В прогностическом исследовании (Hermann et al. 2007), было замечено, что многие соединения с высокой оценкой содержат адениновый фрагмент, в котором внециклический азот был преобразован в тетраэдрическую форму, как это происходило бы при дезаминировании. Экспериментально было установлено, что фермент катализирует дезаминирование трех из четырех протестированных аденин-содержащих метаболитов, но не производные цитозина, хотя наибольшее сходство последовательностей наблюдалось с хлоргидролазами и цитозиндезаминазами. Кристаллограффическая структура фермента в комплексе с одним из продуктов дезаминирования показала наличие тех взаимодействий, которые были предсказаны в докинге. Подтвержденное функциональное описание этого фермента позволило аннотировать еще несколько последовательностей, также содержащих характерные для такого активного центра остатки.

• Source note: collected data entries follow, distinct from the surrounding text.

PR #2445, opened 2020-09-24
Make update test consistent

svenklemm:
This patch changes the update test to use the same checks
between clean / updated install and dumped/restored install.
Previously only a small subset of the checks would be run against
the updated instance and most of the tests would only run against
the dumped and restored container.

Needs #2249 merged to pass tests


test/sql/updates/setup.continuous_aggs.sql
```diff
@@ -122,6 +122,12 @@ BEGIN
     PERFORM add_continuous_aggregate_policy('mat_before', NULL, '-30 days'::interval, '336 h');
 
   END IF;
+
+  IF ts_version >= '2.0.0' THEN
```
pmwkaa, line 126: Is the comparison actually works as intended?

pmwkaa (approved):

gayyappan (approved):

PR #2449, opened 2020-09-25
Set autovacuum_enabled to false for compressed chunks

svenklemm:
Commit 8e1e6036 changed chunk compression to disable autovacuum
on compressed chunks but did not apply the setting to chunks
compressed before that change. So this patch changes chunks
compressed with previous version to disable autovacuum as well.


WireBaron (approved):
I'm a little mixed on this change.  The reason we turned off autovacuum was to keep the pg_stats we save for the compressed chunk from being overwritten.  However, we never saved these stats for chunks written prior to this change, so there's really no point in disabling autovacuum for them.  However, I'm not sure there's any harm in doing this, and I can see it being necessary to get the update test working properly.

Следует заметить, что сужение пространства реакций до реакций гидролиза помогло сделать задачу решаемой, поскольку создание структур, имитирующих переходное состояние, значительно увеличило число молекул, предназначенных для локирования. При оценке учитывались стерический, электростатический и десольватационный вклады, но подвижность белка не рассматривалась.

Как методы, использующие структурные мотивы, так и молекулярный докинг при функциональном аннотировании сосредотачиваются скорее на локальной структуре, чем на структуре глобальной или на сходстве последовательностей. Будучи с вычислительной точки зрения более ресурсоемким, чем поиск совпадений структурных мотивов, докинг обладает возможностью экстраполяции на функции, не связанные с ранее описанными структурами; для рассматриваемого белка может быть предсказан “новый” субстрат.